How to complete this task.
Using the listing below, set down each line from the line containing "removed = 0" through the line containing "Collection, Iterable, Iterator", both ends included, exactly and with nothing added.

Source material.
PR #1231, opened 2026-09-09
refactor(agent): storage code quality: enums, shared helpers, honest comments

odesenfans:
## Summary

The code-quality pass over the agent's storage modules for 2.1: the duplicated
helpers, the untyped and unvalidated boundaries, the stale comments, and the
small correctness items the S3, S4 and S5 reviews left behind. Twenty commits,
one per item, each with its own tests.

Six of them are behaviour fixes rather than refactors, and they are the reason
this is not a pure cleanup:

- The cache pass purges retained VM directories to free the parent images they
  pin and reported none of it, so a pass that deleted a VM's disks logged
  `evicted=0, freed=<a few kilobytes of cache entries>`, and so did the startup
  preview an operator reads before an upgrade's first pass.
- Writing the reclaimable marker moves the directory's mtime, so every VM
  retired under `keep` looked like a create in flight for the next
  `VOLUME_CREATE_GUARD` and kept its device-mapper devices, which are precisely
  what makes the purge refuse the directory: the marker delayed the reclamation
  it announced.
- Download admission evicted against one measure (bytes really on disk) and
  refused against another (those plus the room an unmeasured download is
  holding), so a measured download could evict every unreferenced entry on a
  root and still be refused. Cache lost, create failed.
- A retire cleared the live snapshot the admission hook reads but not the last
  supervisor listing the room maker reads, so a placement could refuse to take
  back the disks of a VM that is gone until the next pass, up to an hour later.
- A create that failed while another create for the same hash was still running
  restored a reclaimable marker onto the directory that create was building,
  and a marker on a live directory is counted as reclaimable capacity the node
  offers to someone else.
- `_reconcile_namespace` re-asked the liveness question on the line after
  `_is_orphan` had answered it, and then walked every pool measuring the VM
  before purging it: the repeat could catch nothing, and the window that does
  exist (the pass runs in a worker thread, creates enter `creating()` on the
  event loop) spanned the measurement and the purge unguarded.

Stacked on #1219.

## Changes

- `agent/vm/reconciler.py`: `SideDirNaming` enum replaces the `"exact"` /
  `"prefix"` mode strings threaded through three functions and owns the
  name-to-hash conversion that was open-coded twice; the last liveness check
  moves to immediately before the mark or the purge; `_within_create_guard`
  skips a directory that carries a marker; `forget_supervisor_hash`;
  `creating()` leaves the marker to a create still running; the cache pass's
  reclaims are folded into the report; `_dir_bytes`, `_still_on_disk`,
  `_plausible` and `_reclaimable_on` give way to shared implementations;
  `teardown_orphan_devices` and `release_cache_devices` lose their underscore.
- `agent/vm/reclaimable.py`: `from_json` validates the reason and the schema
  version (an unknown version is kept and reported, not removed as corrupt);
  `file_size_bytes` uses one lstat and `S_ISREG` instead of three stats;
  `reclaimable_entries` is the single listing (and eviction order) the cache
  pass and the retention budget share; `namespace_size_bytes` moves here.
- `agent/vm/cache.py`: `admit_download` decides the refusal before evicting and
  reads the cache disk once; `_unknown_length_charge` loses a dead OSError
  branch that held the whole budget; `_iter_loop_backings` is the one sysfs
  walk; `_record_refs` is typed; the reclaim ledger reaches the caller.
- `storage.py`: `remove_devmapper` calls `remove_base_device` for its last step
  rather than repeating the sibling scan that function is.
- `storage_pools.py`: `has_namespace_dirs`, the one answer to whether a VM
  still has directories.
- `agent/vm/retire.py`: drops the retired hash from the last supervisor
  listing; the teardown guard's comment no longer claims to be unreachable
  (the reinstall path calls that function directly).
- `docs/architecture/storage.md`: the transient overshoot when a chunked body
  outgrows its reserve, and the renamed helpers.

`agent/storage_cli.py` is owned by another change in flight and is untouched.
The four reconciler names it imports (`_plausible`, `_still_on_disk`,
`_teardown_orphan_devices`, `_release_cache_devices`) are kept as aliases at
the bottom of the module; they go when that module is pointed at the real
names.

## Test plan

- `tests/supervisor/test_reclaimable.py`: an unknown marker reason does not
  parse and is removed as corrupt, a marker from a newer schema does not parse
  and is kept; a symlink, a dangling symlink, a directory and a missing file
  all measure 0.
- `tests/supervisor/test_reconciler.py`: a create landing during the
  measurement keeps its directory; a VM the cache pass reclaims reaches
  `report.evicted` and `bytes_freed`; a marker write does not re-age a
  directory for the device teardown; a failed create leaves the marker to the
  create still running.
- `tests/supervisor/test_cache_eviction.py`: a refused download evicts nothing;
  the cache disk is read once per admission and the reserve comes from that
  figure; a body bigger than its reserve is recovered by the next pass.
- `tests/supervisor/test_retire.py`: a record-dropping retire drops the hash
  from the last supervisor listing and a RECREATE does not; the record-less
  teardown test now has its asyncio marker and actually runs (it was silently
  skipped).
- `pytest tests/supervisor`: 1226 passed, 1 failed. The failure is
  `test_log.py::test_make_logs_queue` (journald stub), identical to the base
  commit's run (1211 passed, 1 skipped, same single failure). Fifteen tests
  added, and the base's one skip is gone.
- `ruff format --diff`, `isort --check-only --profile black`, `mypy src/aleph/vm/`
  and `mypy src/aleph/vm/ tests/`: all clean. No Rust touched.

## Not done, and why

`get_existing_file` bounding immutable volumes at `MAX_RUNTIME_ARCHIVE_SIZE`
"instead of the message's `size_mib`" is not implementable as described:
`aleph_message`'s `ImmutableVolume` has no size field (only `ref` and
`use_latest`), and neither does a V-PROGRAM's verified volume. Every other
caller of that function (runtime manifests, bundle tarballs, workload images
and hash trees, TEE firmware) fetches something no message states a size for
either. The cap stays, and its comment already explains why it is the runtime
one.

- `reconciler.py`: two overlapping creates of one hash could lose the markers between them. Only the first create in finds a marker to adopt, so when it failed with a second still running it left the restore to that one, which had adopted nothing. What was adopted is now held per namespace beside the count of creates in flight: nothing goes back while any create runs, a create that returns normally drops the markers for good, and the last create out with none committed restores whatever any of them adopted. The docstring and `docs/architecture/storage.md` say so, and a test drives the two-task overlap in the order that used to lose the marker.
- `cache.py`: `_evictable_bytes` is only computed when the root is over its budget, so an admission on a healthy cache no longer walks every pool's markers and stats sysfs per runtime entry on the event loop.
- `reclaimable.py`: `UnsupportedMarkerVersion` becomes `UnsupportedMarkerVersionError` (ruff N818), with its two references.
- Rebase note: the merged base moved under `agent/vm/cache.py`; this branch's own commit that threads the cache disk total down from `admit_download` removes the OSError fallback that #1211 had just reworded, so #1211's two fallback tests were adapted to the admission level, where the unreadable-disk path now lives.
- Checks on the rebased branch: `ruff format --diff`, `isort --check-only --profile black`, `mypy src/aleph/vm/ tests/` clean. Test suites are left to CI.

### DIFF
--- a/docs/architecture/storage.md
+++ b/docs/architecture/storage.md
@@ -545,7 +545,12 @@ truth as the body lands, since the bytes on disk are counted the moment they
 are written. A ceiling never sets the eviction target either: a root's usage
 counts a guessed reservation only at the bytes it has actually written when
 the question is how much to evict, and at the full figure when the question
-is whether the next download fits. What is admitted is then charged to
+is whether the next download fits. A body bigger than its reserve therefore
+takes its root over the budget while the extra bytes land: a `.part` is not an
+entry and nothing may unlink it under the download writing it. The overshoot
+is transient rather than permitted. Those bytes are a measurement, so the next
+pass counts them and evicts least recently used for them, and once the
+download finishes its entry is evictable like any other. What is admitted is then charged to
 the download's `.part` path (`reserve_download`) until `download_file`
 releases it, so a second create arriving while the first is still writing
 sees the room the first was promised rather than only the bytes it has
--- a/docs/architecture/storage.md
+++ b/docs/architecture/storage.md
@@ -685,7 +685,7 @@ in its `--help` epilog) needs no running *agent process*:
   - **The agent is down and the supervisor answers.** The full pass runs.
     Nothing is being created, so the age of the directory is a sound guard
     again, and the live set is a known one (registry union `list_vms`), so
-    `_teardown_orphan_devices` removes the dm devices of every namespace no
+    `teardown_orphan_devices` removes the dm devices of every namespace no
     live VM owns before the walk, or the purge that follows would be refused
     on a volume file a target still holds.
   - **The supervisor does not answer.** The live set is the registry alone,
--- a/docs/architecture/storage.md
+++ b/docs/architecture/storage.md
@@ -353,6 +353,12 @@ turn retained disks into an owner-less orphan directory with no parent-image
 pins and a timestamp that resets on every attempt. A directory the failed
 create's own teardown purged is not re-marked, and a marker written while
 the create ran (a retire of the same hash) is the newer record and stays.
+Two creates of one hash can overlap (a scheduler push beside an operator
+reinstall), and only the first of them finds a marker to adopt, so what was
+adopted is held per namespace rather than per create: while any create is
+still running nothing goes back, a create that returns drops the markers for
+good (the directory is a live VM's now), and the last create to leave with
+none of them committed restores whatever any of them adopted.
 
 ### The reconciler
 
--- a/docs/architecture/storage.md
+++ b/docs/architecture/storage.md
@@ -414,7 +414,7 @@ Everything a pass touches is under a directory the agent created and is
 keyed by a hash that `storage.vm_namespace` accepted: the name has to parse
 as an `ItemHash` (64 lowercase hex characters, or an IPFS CID), so a
 directory an operator dropped on a volume pool is never a VM. The delete
-paths go through `purge._checked_namespace`, which refuses on the same rule
+paths go through `purge.checked_namespace`, which refuses on the same rule
 before any filesystem access; the passes that walk the pools ask
 `is_vm_namespace` first and skip what the guard would refuse.
 
--- a/src/aleph/vm/agent/capacity.py
+++ b/src/aleph/vm/agent/capacity.py
@@ -26,7 +26,7 @@ from aleph_message.models import ExecutableContent, ItemHash, VerifiableProgramC
 from aleph_message.models.execution.instance import InstanceContent
 
 from aleph.vm import storage_pools
-from aleph.vm.agent.vm.purge import ROOTFS_STEM, _checked_namespace
+from aleph.vm.agent.vm.purge import ROOTFS_STEM, checked_namespace
 from aleph.vm.agent.vm.reclaimable import (
     MARKER_NAME,
     file_size_bytes,
@@ -228,7 +228,7 @@ def existing_volume_files(vm_hash: ItemHash | str) -> dict[str, Path]:
     Symlinks and the marker are skipped, and pools are walked in order with
     the first match winning, so the result does not depend on iteration luck.
     """
-    namespace = _checked_namespace(vm_hash)
+    namespace = checked_namespace(vm_hash)
     files: dict[str, Path] = {}
     for directory in storage_pools.iter_namespace_dirs(namespace):
         try:
--- a/src/aleph/vm/agent/vm/backup.py
+++ b/src/aleph/vm/agent/vm/backup.py
@@ -30,7 +30,7 @@ from typing import BinaryIO
 
 from aleph_message.models import ItemHash
 
-from aleph.vm.agent.vm.purge import ROOTFS_STEM, _checked_namespace, iter_volume_files
+from aleph.vm.agent.vm.purge import ROOTFS_STEM, checked_namespace, iter_volume_files
 from aleph.vm.backup.archive import (
     backup_metadata,
     check_disk_space_for_multiple,
@@ -85,7 +85,7 @@ def purge_vm_backups(vm_hash: ItemHash | str) -> int:
     primitive: it is interpolated into a glob pattern here, and a delete path
     never builds a pattern or a path out of an unchecked name.
     """
-    namespace = _checked_namespace(vm_hash)
+    namespace = checked_namespace(vm_hash)
     backup_dir = get_backup_directory()
     removed = 0
     for archive in backup_dir.glob(f"{namespace}-*.tar"):
--- a/src/aleph/vm/agent/vm/cache.py
+++ b/src/aleph/vm/agent/vm/cache.py
@@ -38,7 +38,7 @@ import json
 import logging
 import os
 import shutil
-from collections.abc import Callable, Collection, Iterable
+from collections.abc import Callable, Collection, Iterable, Iterator
 from dataclasses import dataclass
 from pathlib import Path
 
@@ -357,27 +357,30 @@ def parent_refs_of(evicted: list[Path]) -> list[str]:
     return [path.name for path in evicted if path.parent == runtime]
 
 
-def _loop_devices_backing(path: Path) -> list[str]:
-    """The loop devices backed by ``path``, found through sysfs.
+def _iter_loop_backings() -> Iterator[tuple[str, str]]:
+    """``(loop device, backing file)`` for every loop device the kernel lists.
 
-    ``storage.detach_loop_devices`` asks ``losetup -j``, which has to stat
-    the backing file; an evicted cache entry is already unlinked, and the
-    loop that still pins its blocks is exactly the one that has to go. sysfs
-    keeps the path, marked " (deleted)".
+    Read from sysfs rather than with ``losetup -j``, which has to stat the
+    backing file: an evicted cache entry is already unlinked, and the loop
+    that still pins its blocks is exactly the one that has to go. sysfs keeps
+    the path of an unlinked file, marked " (deleted)", and the marker is left
+    on the string here because it is what tells the two callers apart.
     """
-    devices: list[str] = []
     try:
         backing_files = sorted(SYS_BLOCK.glob("loop*/loop/backing_file"))
     except OSError:
-        return devices
+        return
     for backing_file in backing_files:
         try:
             backing = backing_file.read_text().strip()
         except OSError:
             continue
-        if backing.removesuffix(DELETED_SUFFIX) == str(path):
-            devices.append(f"/dev/{backing_file.parent.parent.name}")
-    return devices
+        yield f"/dev/{backing_file.parent.parent.name}", backing
+
+
+def _loop_devices_backing(path: Path) -> list[str]:
+    """The loop devices backed by ``path``, unlinked or not."""
+    return [device for device, backing in _iter_loop_backings() if backing.removesuffix(DELETED_SUFFIX) == str(path)]
 
 
 async def remove_parent_device(ref: str) -> None:
@@ -832,20 +835,12 @@ def _deleted_cache_backings() -> list[tuple[str, Path]]:
     cache entry that is already unlinked."""
     roots = cache_roots()
     leaked: list[tuple[str, Path]] = []
-    try:
-        backing_files = sorted(SYS_BLOCK.glob("loop*/loop/backing_file"))
-    except OSError:
-        return leaked
-    for backing_file in backing_files:
-        try:
-            backing = backing_file.read_text().strip()
-        except OSError:
-            continue
+    for device, backing in _iter_loop_backings():
         if not backing.endswith(DELETED_SUFFIX):
             continue
         path = Path(backing.removesuffix(DELETED_SUFFIX))
         if path.parent in roots:
-            leaked.append((f"/dev/{backing_file.parent.parent.name}", path))
+            leaked.append((device, path))
     return leaked
 
 
--- a/src/aleph/vm/agent/vm/cache.py
+++ b/src/aleph/vm/agent/vm/cache.py
@@ -50,6 +50,7 @@ from aleph.vm.agent.vm.reclaimable import (
     ReclaimableMarker,
     file_size_bytes,
     iter_content_refs,
+    namespace_size_bytes,
     reclaimable_entries,
     refs_from_content,
 )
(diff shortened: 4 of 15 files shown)


foxpatch-aleph (approved):
Approve. All six behavior fixes are traced end-to-end and correct: the refusal in admit_download is decided before any unlink (a refused download evicts nothing, and the optimistic estimate is only used to decline, never to commit); the create-guard marker skip is safe because creating() clears markers before a create writes, so a mid-create directory never carries one; forget_supervisor_hash sits after the RECREATE early-return so recreates keep their hash; the nested-creating() fix restores markers only when the last owner fails; _reconcile_namespace measures before the final liveness re-check, closing the purge-a-live-VM window; and reclaimed_bytes from evict_caches is folded into the cache report without double counting. The renames are non-breaking (underscore aliases kept for storage_cli.py, no stale references in src/), the new imports introduce no cycles, and no security issues were found (namespaces are hash-validated before glob/dmsetup use). The four changed test files pass 204/204; the remaining tests/supervisor failures reproduced here are all PermissionError on /var/cache/aleph from settings.setup(), i.e. sandbox limitations, not regressions. The two comments below are minor performance/style nits.

**`src/aleph/vm/agent/vm/cache.py`** (line 821): Minor: `_evictable_bytes` is computed even when `usage <= budget`, in which case the refusal condition `usage - evictable > budget` is impossible whatever the estimate says. On a healthy cache every admitted download therefore pays the walk over `reclaimable_entries()` (a stat+read of every `.reclaimable` marker across the pools) for nothing. Gating it — `if may_evict and usage > budget else 0` — keeps the behavior identical and skips the walk on the common path. The `evict_caches` call below could take the same shortcut, though its `needed`-driven stop makes that one cheaper already.

**`src/aleph/vm/agent/vm/reconciler.py`** (line 618): Nit: `naming.namespace_of(child)` is computed here and again inside `_is_stale_side_dir` (line 568) for every stale candidate. Returning the namespace from `_is_stale_side_dir` (e.g. `str | None` instead of a bare bool) would compute it once and let the caller log the namespace without re-deriving it.

foxpatch-aleph (approved):
A high-quality quality pass: the renames are mechanical and applied consistently (storage_cli.py keeps importing via documented transitional aliases), and the six behavior fixes are real, well-reasoned, and each pinned by a test. I verified the new admission pre-check is arithmetically sound (usage - evictable > budget is exactly "a full eviction would still leave it over budget" under the same ceilings-inclusive measure the old post-eviction check used), that _within_create_guard's marker skip is safe because creating() registers before adopting, that read_marker's new exception clause is ordered correctly before ValueError, and that the remove_devmapper/remove_base_device dedup preserves behavior. All storage-related tests pass in this environment (the wider suite's failures are root-privilege paths untouched by this diff), and ruff format/isort are clean with the pinned versions. The remaining findings are non-blocking: an unconditional full marker/sysfs walk on every download admission even when the root already fits, a narrow concurrent-create race in which the adopted markers can be lost entirely despite the creating() docstring claiming otherwise, and an exception name that violates the project's selected ruff N818 rule (not CI-enforced, since CI only runs ruff format).

**`src/aleph/vm/agent/vm/cache.py`** (line 821): Minor perf: `_evictable_bytes` runs on every download admission whenever `may_evict` is true, even when `usage <= budget` (the common case). It walks every pool's namespace directories reading markers (`reclaimable_entries()`), recomputes `live_refs(registry)`, and does a sysfs stat per runtime-cache entry via `_may_evict` — all on the event loop, inside the download. Since the refusal branch can only trigger when `usage > budget`, computing it lazily (e.g. `evictable = _evictable_bytes(registry, entries) if may_evict and usage > budget else 0`) keeps the new semantics at zero extra cost for a root that already fits. Before this PR an under-budget root short-circuited in `evict_caches` before the marker walk.

**`src/aleph/vm/agent/vm/reconciler.py`** (line 143): Edge case in the new skip-restore rule: when create A adopts the markers and then fails while create B for the same hash is still running, A correctly skips the restore — but B adopted nothing, so if B also fails, `restore_markers` puts nothing back and the marker is lost entirely. The next pass re-marks the directory as reason "orphan" with no owner and no depends_on, which is precisely the degradation `restore_markers` exists to prevent (lost erase authorization and parent-image pins). The docstring's claim that the still-running create "puts back what it adopted if it fails in its turn" is inaccurate in this scenario, since the second create adopted nothing. The nested-in-one-task case is fine (the outer's except runs after the inner exits, so the count is back to 1 and it restores), but the two-task overlap this module's own comment at line 96 says can happen is not. Worth either softening the docstring or sharing the adopted markers per-namespace so the last create out restores them.

**`src/aleph/vm/agent/vm/reclaimable.py`** (line 41): Nit: ruff's N818 (selected via the "N" ruleset in pyproject) wants exception classes named with an Error suffix — `UnsupportedMarkerVersionError`. CI only runs `ruff format`, so this won't fail anything, but the rest of the file's exception naming conventions are otherwise consistent.

foxpatch-aleph (approved):
A careful, well-tested quality pass in which all six behavior fixes are genuine and correctly implemented. The creating() shared-state rework survives exhaustive scenario analysis (overlapping creates, nested creates, retire re-marking mid-create), the admission refusal-before-eviction fix uses an estimate that errs in the safe direction, and the marker/guard/report fixes are each backed by a test that drives the original failure. All 241 tests in the touched files pass in my environment, imports are cycle-free, and the doc updates match the code. The remaining findings are narrow races or corners that do not block.

**`src/aleph/vm/agent/vm/reconciler.py`** (line 298): This is the first in-place mutator of `_last_supervisor_hashes` — every other writer (in `_live_set`) rebinds it. `known_live_hashes` can iterate this set from a worker thread (the room maker is invoked via `asyncio.to_thread` on the placement path), and CPython raises `RuntimeError: Set changed size during iteration` if a `discard` lands mid-iteration. The window is tiny and the consequence is one failed placement that retries, but rebinding a fresh set (e.g. building `known_live_hashes`'s union over a copy, or storing a new set here) would close it for free.

**`src/aleph/vm/agent/vm/reconciler.py`** (line 191): Minor corner worth a docstring note: `committed` here means "this context manager returned normally", which for a *nested* `creating()` span (an inner volume rebuild inside an outer create) does not mean the VM went live. If the inner span returns normally and the outer create then fails, the shared `adopted` has been cleared and nothing is restored — the directory falls to the orphan flow and is re-marked without its owner and pins, where the pre-PR code restored the marker. I couldn't find a production call path that nests spans, and the docstring's stated contract ("a create that returns normally commits") matches the code, so this is observation, not a request.

**`src/aleph/vm/agent/vm/reconciler.py`** (line 476): The measurement now runs even when the liveness re-check on the next line will skip the namespace, so a directory claimed mid-walk costs a full multi-pool walk for nothing. Negligible in practice, but if it ever matters, moving the measurement after the liveness check for the `keep` branch only (where `freed` is never used) would save it.

**`src/aleph/vm/agent/vm/reclaimable.py`** (line 369): `adopt()` clears a marker even when `read_marker` returned None because the schema version is unknown, so a create for that hash still unlinks a newer agent's marker that `read_marker` deliberately keeps. The create is going to write the directory anyway, so this is defensible, but it does mean the v1/v2 interop story for kept markers ends the moment the hash is re-created.

foxpatch-aleph (approved):
Thorough storage-quality refactor. All six behavior changes are correct: the _CreateState sharing between overlapping creates is sound in every commit/fail ordering I traced, admit_download correctly decides refusal on an optimistic evictable estimate before evicting, forget_supervisor_hash is dropped only for record-dropping retires, and the marker-aging, create-guard and cache-report changes behave as described. Docs match the code. The 29 full-suite failures I could reproduce are all environment artifacts (outdated installed aleph_message, a sqlalchemy version mismatch, and unprivileged /var/cache/aleph) — every test file the PR touches passes completely. Two minor nits, neither blocking.

**`src/aleph/vm/storage_pools.py`** (line 494): Nit: `any(True for _ in iter_namespace_dirs(namespace))` is a roundabout way to ask whether the iterator yields anything. `next(iter_namespace_dirs(namespace), None) is not None` (or restructuring `iter_namespace_dirs` to yield the dirs and using `bool(...)`) would say it directly.

**`src/aleph/vm/agent/vm/reclaimable.py`** (line 90): Minor observation, no change needed: an unhashable `reason` (e.g. a JSON list instead of a string) makes `reason not in RECLAIM_REASONS` raise TypeError rather than ValueError. That TypeError is caught by read_marker's corrupt branch, so the marker is removed either way — the classification works, it just leans on the broader exception set. Confirmed intentional-looking and correct.

foxpatch-aleph (commented):

foxpatch-aleph (approved):
A high-quality code-quality pass that is more than cleanup: the six behavior fixes are genuine (unreported reclaim bytes, marker-write re-aging directories into the create guard, admission evicting-then-refusing on two different measures, stale supervisor listings blocking room-making, lost markers between overlapping creates, and a mis-ordered liveness check before a purge). I traced the new creating() state machine through every overlapping-create interleaving and it is correct in each; the admit_download reordering decides refusal against the same _is_evictable predicate the eviction uses, so nothing is evicted for a download that is then refused; _within_create_guard's marker skip is sound because creates register in _creating and adopt before writing. All renames are complete with no stale references (the four underscore aliases match storage_cli.py exactly), the version/reason marker validation has correct exception ordering, and the previously silently-skipped async retire test now runs. All PR-relevant tests pass in this sandbox (241 + 198 + 23 across reconciler, reclaimable, cache eviction, retire, purge, capacity, storage, CLI, devmapper); broader failures and lint/type findings are environment artifacts in untouched code, and CI only enforces ruff format, which the changed files satisfy. Remaining comments are cosmetic.

**`src/aleph/vm/agent/vm/reclaimable.py`** (line 159): Nit: the docstring promises "the operator is told which agent has to look at it", but the log line below only reports the marker path and the version error — it does not identify any agent or version to compare against. Either drop the claim or add the running agent's version to the log message.

**`src/aleph/vm/agent/vm/cache.py`** (line 890): Nit: this docstring closes with `."""` on the text line, unlike every other docstring in the file which puts the closing quotes on their own line.

**`src/aleph/vm/agent/vm/reconciler.py`** (line 1150): Fine as documented scaffolding for the in-flight storage_cli change — just make sure the follow-up that repoints the CLI drops these aliases rather than leaving them behind; `_plausible`/`_still_on_disk` in particular are easy to mistake for the real API from a grep.

foxpatch-aleph (approved):
A well-executed quality pass with six genuine behavior fixes, each correctly reasoned and tested. The creating() marker-sharing refactor holds up under every interleaving I traced (nested and non-nested overlap); the admission reordering decides refusal before evicting against a single disk reading; the marker-aware create guard fixes a real reclamation deadlock; and the report now counts the retained disks the cache pass purges. All 241 tests in the changed files pass, mypy and ruff format are clean on the changed modules, the storage CLI aliases resolve, and the documentation matches the code. No correctness or security issues found.

**`src/aleph/vm/agent/vm/reconciler.py`** (line 960): Minor, non-blocking: the marker skip in _within_create_guard is sound in-process (is_creating is checked first), but a marker written by a same-hash retire landing while a create is in flight re-enables this window for the out-of-process storage CLI, which cannot see the creating set and previously would have been protected by the fresh mtime. That sequence is already a broken/racy one (the retire purges or marks the very storage the create is building), so I would just note it in the comment or docstring for the next reader rather than change the code — the fix this makes (retired VMs no longer keeping their dm devices for a whole guard, blocking reclamation) is worth far more than the residual window.

**`src/aleph/vm/agent/vm/reconciler.py`** (line 485): Cosmetic, in an already exotic scenario: when mark_reclaimable's exclusive write is refused (e.g. a kept, newer-schema marker from a downgraded agent), report.marked_orphans still records the namespace even though nothing was written. If you ever touch this path again, distinguishing "wrote" from "was refused" in the report would make the operator log exactly honest; not worth blocking anything.

foxpatch-aleph (approved):
Correct, well-structured, and thoroughly tested storage refactor. All six behavior fixes are sound: the cache-pass accounting fix, the marker re-aging fix, refusal-before-eviction in download admission (verified: a refused download evicts nothing), retire dropping the hash from the last supervisor listing, shared adopted-markers across overlapping creates (all commit/fail permutations check out, including exclusive restore so a mid-create GONE marker survives), and the post-measurement liveness re-check. Security is solid: namespaces validated, marker JSON schema-validated, dm-guarded purges. All 247 tests in the changed files pass. Remaining comments are cosmetic and non-blocking.

**`src/aleph/vm/agent/vm/reconciler.py`** (line 176): Minor: `setdefault(namespace, _CreateState())` constructs a throwaway `_CreateState()` on every call even when the key exists. Harmless, but `_creating.get(namespace)` with a conditional insert would avoid the churn if this path is hot. Not worth blocking on.

**`src/aleph/vm/agent/vm/reclaimable.py`** (line 88): Question (non-blocking): a marker with an unknown `version` is kept intact (UnsupportedMarkerVersionError handled before the corrupt-marker path), but a marker with an unknown `reason` is deleted as corrupt. If a reason is ever added in the future the asymmetry is fine (reasons are a closed set here), but worth confirming the divergence in treatment is intentional — an unknown-version marker may describe data a future agent can still interpret, while an unknown-reason one cannot.

**`src/aleph/vm/agent/vm/cache.py`** (line 1): Minor docs nit: the `_unknown_length_charge` docstring ends flush against the closing quotes. Cosmetic only.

Output for this exercise.
     removed = 0
     for archive in backup_dir.glob(f"{namespace}-*.tar"):
--- a/src/aleph/vm/agent/vm/cache.py
+++ b/src/aleph/vm/agent/vm/cache.py
@@ -38,7 +38,7 @@ import json
 import logging
 import os
 import shutil
-from collections.abc import Callable, Collection, Iterable
+from collections.abc import Callable, Collection, Iterable, Iterator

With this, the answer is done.